▶ **Task details**:
Exactly as they appear below, repeat the lines from the one with "This is needed." through the one with "Following your idea, the", and no others.

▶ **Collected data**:
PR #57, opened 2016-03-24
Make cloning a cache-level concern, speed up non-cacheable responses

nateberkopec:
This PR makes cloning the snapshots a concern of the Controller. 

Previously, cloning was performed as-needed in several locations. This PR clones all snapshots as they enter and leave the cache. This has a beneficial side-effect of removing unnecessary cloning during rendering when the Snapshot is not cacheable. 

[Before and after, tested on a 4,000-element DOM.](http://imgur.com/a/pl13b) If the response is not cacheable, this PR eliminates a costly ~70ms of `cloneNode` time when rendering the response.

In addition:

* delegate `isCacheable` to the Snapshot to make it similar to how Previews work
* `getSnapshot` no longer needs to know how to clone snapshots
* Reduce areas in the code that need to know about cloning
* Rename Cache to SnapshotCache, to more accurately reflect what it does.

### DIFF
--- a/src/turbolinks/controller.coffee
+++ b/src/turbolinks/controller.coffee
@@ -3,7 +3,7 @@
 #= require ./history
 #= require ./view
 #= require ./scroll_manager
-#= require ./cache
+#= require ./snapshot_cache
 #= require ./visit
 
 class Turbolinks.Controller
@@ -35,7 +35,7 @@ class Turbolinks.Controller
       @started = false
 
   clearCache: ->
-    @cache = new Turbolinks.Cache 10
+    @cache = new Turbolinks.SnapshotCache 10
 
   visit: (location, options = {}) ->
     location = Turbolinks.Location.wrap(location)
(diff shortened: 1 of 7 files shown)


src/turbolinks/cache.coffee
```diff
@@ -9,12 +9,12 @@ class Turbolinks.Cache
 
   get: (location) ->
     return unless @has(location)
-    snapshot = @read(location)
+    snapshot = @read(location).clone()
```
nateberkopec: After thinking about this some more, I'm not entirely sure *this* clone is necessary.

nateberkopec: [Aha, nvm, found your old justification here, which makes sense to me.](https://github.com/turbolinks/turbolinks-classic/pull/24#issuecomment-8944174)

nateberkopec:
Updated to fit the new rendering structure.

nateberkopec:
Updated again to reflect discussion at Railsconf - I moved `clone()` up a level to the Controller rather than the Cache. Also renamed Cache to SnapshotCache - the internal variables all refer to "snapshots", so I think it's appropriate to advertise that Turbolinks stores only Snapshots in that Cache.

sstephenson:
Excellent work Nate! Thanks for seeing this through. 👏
==
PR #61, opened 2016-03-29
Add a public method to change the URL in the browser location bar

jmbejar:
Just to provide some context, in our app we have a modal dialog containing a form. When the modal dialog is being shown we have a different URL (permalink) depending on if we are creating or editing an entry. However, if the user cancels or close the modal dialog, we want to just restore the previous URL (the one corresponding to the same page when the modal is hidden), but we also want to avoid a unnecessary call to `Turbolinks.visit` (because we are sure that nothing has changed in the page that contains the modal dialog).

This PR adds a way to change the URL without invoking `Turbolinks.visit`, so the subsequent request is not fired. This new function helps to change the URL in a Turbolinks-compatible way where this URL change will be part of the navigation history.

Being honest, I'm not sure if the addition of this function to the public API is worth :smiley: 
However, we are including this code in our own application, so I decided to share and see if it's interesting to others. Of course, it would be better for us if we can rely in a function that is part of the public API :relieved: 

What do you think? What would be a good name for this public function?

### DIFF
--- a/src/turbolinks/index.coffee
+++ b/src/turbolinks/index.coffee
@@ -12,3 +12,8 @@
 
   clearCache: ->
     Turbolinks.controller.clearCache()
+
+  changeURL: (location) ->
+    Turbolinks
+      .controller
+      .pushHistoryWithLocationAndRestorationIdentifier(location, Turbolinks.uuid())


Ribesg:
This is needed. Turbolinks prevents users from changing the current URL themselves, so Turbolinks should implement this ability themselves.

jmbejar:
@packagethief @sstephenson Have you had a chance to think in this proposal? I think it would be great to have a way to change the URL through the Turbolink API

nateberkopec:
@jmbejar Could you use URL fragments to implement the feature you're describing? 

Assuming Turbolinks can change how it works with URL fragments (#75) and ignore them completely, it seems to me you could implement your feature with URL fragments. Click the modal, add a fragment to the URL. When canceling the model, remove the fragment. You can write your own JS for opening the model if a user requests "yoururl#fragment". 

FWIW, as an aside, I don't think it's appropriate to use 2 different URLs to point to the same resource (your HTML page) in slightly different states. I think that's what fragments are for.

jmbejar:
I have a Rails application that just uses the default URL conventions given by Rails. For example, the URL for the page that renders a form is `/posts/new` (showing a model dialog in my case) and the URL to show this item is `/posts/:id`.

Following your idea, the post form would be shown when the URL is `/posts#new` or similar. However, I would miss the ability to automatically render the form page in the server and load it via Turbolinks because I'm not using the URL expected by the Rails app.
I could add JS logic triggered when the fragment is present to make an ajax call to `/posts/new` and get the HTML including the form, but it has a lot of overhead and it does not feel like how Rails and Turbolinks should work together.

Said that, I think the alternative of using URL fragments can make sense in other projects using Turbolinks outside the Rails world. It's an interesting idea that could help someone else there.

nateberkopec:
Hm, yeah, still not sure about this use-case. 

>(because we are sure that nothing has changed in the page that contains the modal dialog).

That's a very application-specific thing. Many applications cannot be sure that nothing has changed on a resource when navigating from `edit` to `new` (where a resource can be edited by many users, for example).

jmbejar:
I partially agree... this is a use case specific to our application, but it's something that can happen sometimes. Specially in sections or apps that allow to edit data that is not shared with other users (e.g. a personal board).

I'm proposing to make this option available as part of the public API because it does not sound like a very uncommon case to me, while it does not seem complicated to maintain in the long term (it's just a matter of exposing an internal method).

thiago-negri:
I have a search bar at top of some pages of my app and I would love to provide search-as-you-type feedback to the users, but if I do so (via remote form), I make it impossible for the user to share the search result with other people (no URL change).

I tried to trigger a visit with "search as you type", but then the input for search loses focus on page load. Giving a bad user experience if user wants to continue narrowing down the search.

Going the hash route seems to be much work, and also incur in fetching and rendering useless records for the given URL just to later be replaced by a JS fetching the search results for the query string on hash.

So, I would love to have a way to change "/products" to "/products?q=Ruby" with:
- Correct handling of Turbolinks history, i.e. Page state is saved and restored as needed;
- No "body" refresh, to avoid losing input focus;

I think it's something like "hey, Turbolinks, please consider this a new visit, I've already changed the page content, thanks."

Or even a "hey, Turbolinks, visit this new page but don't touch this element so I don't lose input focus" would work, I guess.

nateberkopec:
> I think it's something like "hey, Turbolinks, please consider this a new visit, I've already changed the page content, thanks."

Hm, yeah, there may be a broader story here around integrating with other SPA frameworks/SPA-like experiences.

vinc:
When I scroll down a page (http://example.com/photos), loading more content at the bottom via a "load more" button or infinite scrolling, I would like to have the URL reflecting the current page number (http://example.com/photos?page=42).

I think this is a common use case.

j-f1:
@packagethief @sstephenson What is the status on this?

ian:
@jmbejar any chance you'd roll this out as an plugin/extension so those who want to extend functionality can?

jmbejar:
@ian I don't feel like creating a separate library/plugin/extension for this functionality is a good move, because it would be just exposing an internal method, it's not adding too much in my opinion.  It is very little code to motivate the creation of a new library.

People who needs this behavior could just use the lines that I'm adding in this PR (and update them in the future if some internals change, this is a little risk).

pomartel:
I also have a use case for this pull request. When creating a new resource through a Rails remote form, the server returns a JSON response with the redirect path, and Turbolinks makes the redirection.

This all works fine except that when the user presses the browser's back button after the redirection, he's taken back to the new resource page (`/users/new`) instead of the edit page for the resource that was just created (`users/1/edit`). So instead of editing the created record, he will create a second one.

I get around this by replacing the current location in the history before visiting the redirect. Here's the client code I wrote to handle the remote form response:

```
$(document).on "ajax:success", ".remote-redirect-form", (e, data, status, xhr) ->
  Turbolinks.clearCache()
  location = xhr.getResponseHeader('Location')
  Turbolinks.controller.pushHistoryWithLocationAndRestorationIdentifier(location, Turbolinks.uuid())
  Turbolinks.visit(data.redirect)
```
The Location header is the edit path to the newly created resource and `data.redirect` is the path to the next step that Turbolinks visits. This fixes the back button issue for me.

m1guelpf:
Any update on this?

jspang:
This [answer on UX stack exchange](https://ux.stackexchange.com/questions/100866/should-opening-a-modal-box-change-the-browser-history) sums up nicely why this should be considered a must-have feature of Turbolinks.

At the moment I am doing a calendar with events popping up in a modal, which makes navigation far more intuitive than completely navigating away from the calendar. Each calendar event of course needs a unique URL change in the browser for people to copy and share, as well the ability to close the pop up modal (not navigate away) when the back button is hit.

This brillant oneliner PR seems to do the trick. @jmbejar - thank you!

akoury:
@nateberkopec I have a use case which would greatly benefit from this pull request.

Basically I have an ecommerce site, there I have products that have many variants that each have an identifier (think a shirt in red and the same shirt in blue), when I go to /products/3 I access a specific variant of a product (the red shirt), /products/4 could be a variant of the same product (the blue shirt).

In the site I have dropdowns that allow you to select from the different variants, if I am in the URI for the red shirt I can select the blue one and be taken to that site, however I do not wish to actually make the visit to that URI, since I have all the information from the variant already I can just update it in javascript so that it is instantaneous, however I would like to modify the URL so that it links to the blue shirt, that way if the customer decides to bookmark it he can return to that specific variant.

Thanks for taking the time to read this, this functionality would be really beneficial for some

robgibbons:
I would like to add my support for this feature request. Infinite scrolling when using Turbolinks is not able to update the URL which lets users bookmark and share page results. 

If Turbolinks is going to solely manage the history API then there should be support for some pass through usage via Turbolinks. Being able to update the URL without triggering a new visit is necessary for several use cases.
==
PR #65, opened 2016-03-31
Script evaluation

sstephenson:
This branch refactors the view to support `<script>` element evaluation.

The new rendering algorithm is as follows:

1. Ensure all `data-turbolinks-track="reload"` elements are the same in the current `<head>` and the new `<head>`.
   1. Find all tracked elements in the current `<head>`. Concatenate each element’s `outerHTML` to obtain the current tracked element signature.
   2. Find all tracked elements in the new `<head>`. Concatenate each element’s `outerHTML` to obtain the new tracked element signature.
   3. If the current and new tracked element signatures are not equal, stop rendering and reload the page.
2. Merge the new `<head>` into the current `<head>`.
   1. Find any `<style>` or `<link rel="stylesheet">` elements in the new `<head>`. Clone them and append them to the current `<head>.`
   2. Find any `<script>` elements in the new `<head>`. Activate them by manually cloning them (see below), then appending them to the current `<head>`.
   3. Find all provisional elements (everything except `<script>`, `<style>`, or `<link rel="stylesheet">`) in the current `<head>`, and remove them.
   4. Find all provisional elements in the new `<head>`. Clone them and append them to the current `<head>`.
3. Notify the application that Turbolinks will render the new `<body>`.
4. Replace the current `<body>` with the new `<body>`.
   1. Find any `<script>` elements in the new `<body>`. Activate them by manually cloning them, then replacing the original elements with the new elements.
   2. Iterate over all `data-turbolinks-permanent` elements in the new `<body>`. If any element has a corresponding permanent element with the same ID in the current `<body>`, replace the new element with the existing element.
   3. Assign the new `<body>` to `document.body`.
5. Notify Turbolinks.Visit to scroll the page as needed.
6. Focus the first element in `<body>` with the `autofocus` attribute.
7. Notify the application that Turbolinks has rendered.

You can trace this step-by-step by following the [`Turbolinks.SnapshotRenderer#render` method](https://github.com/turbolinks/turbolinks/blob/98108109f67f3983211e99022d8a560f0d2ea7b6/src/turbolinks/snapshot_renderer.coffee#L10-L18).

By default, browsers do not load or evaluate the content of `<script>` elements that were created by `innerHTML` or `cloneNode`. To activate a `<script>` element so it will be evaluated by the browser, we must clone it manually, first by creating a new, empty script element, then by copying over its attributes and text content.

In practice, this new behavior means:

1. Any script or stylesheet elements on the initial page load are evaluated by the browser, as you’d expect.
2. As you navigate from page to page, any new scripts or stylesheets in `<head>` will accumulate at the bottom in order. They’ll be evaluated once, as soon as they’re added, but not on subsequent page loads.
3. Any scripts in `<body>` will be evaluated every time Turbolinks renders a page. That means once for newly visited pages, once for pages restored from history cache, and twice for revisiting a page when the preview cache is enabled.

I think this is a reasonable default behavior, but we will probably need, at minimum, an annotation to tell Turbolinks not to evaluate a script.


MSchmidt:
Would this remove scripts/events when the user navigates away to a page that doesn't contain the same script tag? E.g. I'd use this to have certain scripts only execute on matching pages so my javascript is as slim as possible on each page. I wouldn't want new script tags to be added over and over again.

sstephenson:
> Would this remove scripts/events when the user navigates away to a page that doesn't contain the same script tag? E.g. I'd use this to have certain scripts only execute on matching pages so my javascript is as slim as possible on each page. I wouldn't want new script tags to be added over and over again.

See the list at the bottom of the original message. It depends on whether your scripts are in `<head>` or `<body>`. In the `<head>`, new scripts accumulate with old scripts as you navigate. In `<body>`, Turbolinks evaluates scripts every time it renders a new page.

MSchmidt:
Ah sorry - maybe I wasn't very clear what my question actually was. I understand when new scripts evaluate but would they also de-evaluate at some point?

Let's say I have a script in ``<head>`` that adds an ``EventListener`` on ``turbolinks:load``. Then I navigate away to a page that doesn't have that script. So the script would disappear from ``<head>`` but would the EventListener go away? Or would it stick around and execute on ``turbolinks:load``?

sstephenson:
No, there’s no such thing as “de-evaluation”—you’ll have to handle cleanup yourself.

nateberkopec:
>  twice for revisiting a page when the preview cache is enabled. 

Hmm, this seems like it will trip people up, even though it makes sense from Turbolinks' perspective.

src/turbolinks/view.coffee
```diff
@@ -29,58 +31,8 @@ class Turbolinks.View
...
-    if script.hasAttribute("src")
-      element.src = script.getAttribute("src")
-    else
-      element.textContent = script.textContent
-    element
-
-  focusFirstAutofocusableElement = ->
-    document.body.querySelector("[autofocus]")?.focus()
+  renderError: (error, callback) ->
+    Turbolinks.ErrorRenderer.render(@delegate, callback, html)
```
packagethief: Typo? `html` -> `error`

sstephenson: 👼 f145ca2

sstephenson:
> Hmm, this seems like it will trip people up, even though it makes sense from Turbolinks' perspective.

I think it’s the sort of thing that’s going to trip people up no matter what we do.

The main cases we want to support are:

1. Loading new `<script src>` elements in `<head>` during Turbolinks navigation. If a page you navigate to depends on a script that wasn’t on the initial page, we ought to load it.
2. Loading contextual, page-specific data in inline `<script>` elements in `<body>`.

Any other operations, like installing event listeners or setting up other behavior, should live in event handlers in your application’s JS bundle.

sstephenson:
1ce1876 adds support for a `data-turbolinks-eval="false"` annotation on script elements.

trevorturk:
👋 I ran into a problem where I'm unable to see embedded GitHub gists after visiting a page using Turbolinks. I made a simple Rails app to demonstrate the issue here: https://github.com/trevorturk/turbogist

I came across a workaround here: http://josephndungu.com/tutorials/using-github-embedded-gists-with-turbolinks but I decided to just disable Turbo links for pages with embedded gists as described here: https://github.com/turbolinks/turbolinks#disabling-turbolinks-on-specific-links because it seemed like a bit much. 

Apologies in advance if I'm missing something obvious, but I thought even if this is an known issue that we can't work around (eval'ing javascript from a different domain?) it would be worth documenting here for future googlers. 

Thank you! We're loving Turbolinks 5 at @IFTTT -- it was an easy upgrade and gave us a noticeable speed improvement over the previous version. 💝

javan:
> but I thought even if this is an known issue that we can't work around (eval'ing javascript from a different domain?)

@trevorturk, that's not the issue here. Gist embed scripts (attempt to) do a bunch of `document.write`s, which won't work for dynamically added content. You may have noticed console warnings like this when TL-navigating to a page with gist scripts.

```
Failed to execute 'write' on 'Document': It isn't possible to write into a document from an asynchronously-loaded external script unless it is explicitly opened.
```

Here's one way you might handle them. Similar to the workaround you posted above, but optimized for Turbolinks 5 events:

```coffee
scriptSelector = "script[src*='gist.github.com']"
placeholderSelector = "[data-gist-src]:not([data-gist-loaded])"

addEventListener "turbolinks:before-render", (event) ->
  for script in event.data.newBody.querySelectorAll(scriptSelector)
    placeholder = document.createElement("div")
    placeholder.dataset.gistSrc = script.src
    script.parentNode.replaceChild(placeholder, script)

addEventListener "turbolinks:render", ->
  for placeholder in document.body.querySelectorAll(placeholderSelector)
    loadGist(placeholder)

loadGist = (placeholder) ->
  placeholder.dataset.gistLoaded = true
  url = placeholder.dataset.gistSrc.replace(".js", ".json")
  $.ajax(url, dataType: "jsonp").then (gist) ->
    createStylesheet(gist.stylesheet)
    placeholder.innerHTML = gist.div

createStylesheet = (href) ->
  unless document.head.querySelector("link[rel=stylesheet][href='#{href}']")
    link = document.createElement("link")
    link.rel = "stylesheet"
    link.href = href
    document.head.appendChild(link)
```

▶ **Answer for this exercise**:
This is needed. Turbolinks prevents users from changing the current URL themselves, so Turbolinks should implement this ability themselves.

jmbejar:
@packagethief @sstephenson Have you had a chance to think in this proposal? I think it would be great to have a way to change the URL through the Turbolink API

nateberkopec:
@jmbejar Could you use URL fragments to implement the feature you're describing? 

Assuming Turbolinks can change how it works with URL fragments (#75) and ignore them completely, it seems to me you could implement your feature with URL fragments. Click the modal, add a fragment to the URL. When canceling the model, remove the fragment. You can write your own JS for opening the model if a user requests "yoururl#fragment". 

FWIW, as an aside, I don't think it's appropriate to use 2 different URLs to point to the same resource (your HTML page) in slightly different states. I think that's what fragments are for.

jmbejar:
I have a Rails application that just uses the default URL conventions given by Rails. For example, the URL for the page that renders a form is `/posts/new` (showing a model dialog in my case) and the URL to show this item is `/posts/:id`.

Following your idea, the post form would be shown when the URL is `/posts#new` or similar. However, I would miss the ability to automatically render the form page in the server and load it via Turbolinks because I'm not using the URL expected by the Rails app.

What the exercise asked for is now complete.